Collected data
☆ ☆ ☆ ☆

PR #1133, opened 2020-04-20
add ClipValue and ClipNorm

AStupidBear:


bhvieira:
Keras has these, good to have it on Flux as well

src/optimise/optimisers.jl
```diff
@@ -533,3 +533,37 @@ function apply!(o::WeightDecay, x, Δ)
...
   @. Δ += wd * x
 end
+
+"""
+    ClipValue(thresh)
+
+Clip gradients when their absolute value exceeds `thresh`.
+
+# Parameters
+- Clipping threshold (`thresh`)
```
bhvieira, line 543: Nitpicking a bit too much on my part perhaps, but I think when you have few parameters the argument list is not necessary. See `LayerNorm` and `Dropout` docstrings for examples.

AStupidBear:
@bhvieira The docstrings are simpified now.

dhairyagandhi96:
Please add them to the tests as well

mcabbott:
Should both of these be called clipping, given that one clamps and the other scales?

HenriDeh:
norm uses scalar getindex. This throws an error when working with CuArrays. eg:
```
norm(cu(rand(10,10)), 2)
```

AStupidBear:
> Should both of these be called clipping, given that one clamps (only components outside range) and the other scales (all components)? Also they act on the gradient not the value. Maybe `ClampGrad` and, I don't know, `LimitGradNorm`, `BoundGrad`?
> 
> Also: is the norm of the whole array always what you want? If this is some batch of observations, then it may make more sense to scale each of them by its own norm. In which case this would need to take `dims` somehow.



> Should both of these be called clipping, given that one clamps (only components outside range) and the other scales (all components)? Also they act on the gradient not the value. Maybe `ClampGrad` and, I don't know, `LimitGradNorm`, `BoundGrad`?
> 
> Also: is the norm of the whole array always what you want? If this is some batch of observations, then it may make more sense to scale each of them by its own norm. In which case this would need to take `dims` somehow.

I think it's better to just follow Keras's convention. Gradients are not batched, so...

AStupidBear:
> norm uses scalar getindex. This throws an error when working with CuArrays. eg:
> 
> ```
> norm(cu(rand(10,10)), 2)
> ```
> 
> The issue comes from CuArrays. However, `norm(cu(rand(10,10)))` is implemented.

@HenriDeh Thanks for pointing that out.

mcabbott:
> Gradients are not batched, so...
> Gradients are not batched, so...

Oh sorry, this only applies to parameter updates, not to gradients in general. Which is obvious in the code,  `apply!`,  but not in the present docstrings.

AStupidBear:
Since this PR is just a simple feature add-on, how about merging this?

dhairyagandhi96:
bors try

CarloLucibello:
We need usage examples in the docstrings and we should add the two to the `docs/`

Project.toml
```diff
@@ -10,6 +10,7 @@ Colors = "5ae59095-9a9b-59fe-a467-6f913c188581"
 CuArrays = "3a865a2d-5b23-5a0f-bc46-62713ec82fae"
 DelimitedFiles = "8bb1440f-4735-579b-a4ab-409b98df4dab"
 Juno = "e5e0dc1b-0480-54bc-9374-aad01c23163d"
+LinearAlgebra = "37e2e46d-f89d-539d-b4ee-838fcccc9c8e"
```
bhvieira, line 13: Is there any particular reason for this change in uuid?

src/optimise/optimisers.jl
```diff
@@ -533,3 +533,31 @@ function apply!(o::WeightDecay, x, Δ)
...
+    ClipNorm(thresh)
+
+Clip gradients when their L2 norm exceeds `thresh`.
+"""
+mutable struct ClipNorm{T}
+    thresh::T
+end
+
+function apply!(o::ClipNorm, x, Δ)
+    Δnrm = norm(Δ, 2)
```
HenriDeh, line 558: don't forget to change this to `norm(Δ)`. It is equivalent but works with CuArrays.

Project.toml
AStupidBear: LinearAlgebra's norm is used in ClipNorm

src/optimise/optimisers.jl
AStupidBear: change now

CarloLucibello:
this seems good to go, thanks

bors r+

☆ ☆ ☆ ☆

> _Activity_: After identifying the lines above that contain "error", copy each one.

> _Exercise response_:
norm uses scalar getindex. This throws an error when working with CuArrays. eg:
> norm uses scalar getindex. This throws an error when working with CuArrays. eg:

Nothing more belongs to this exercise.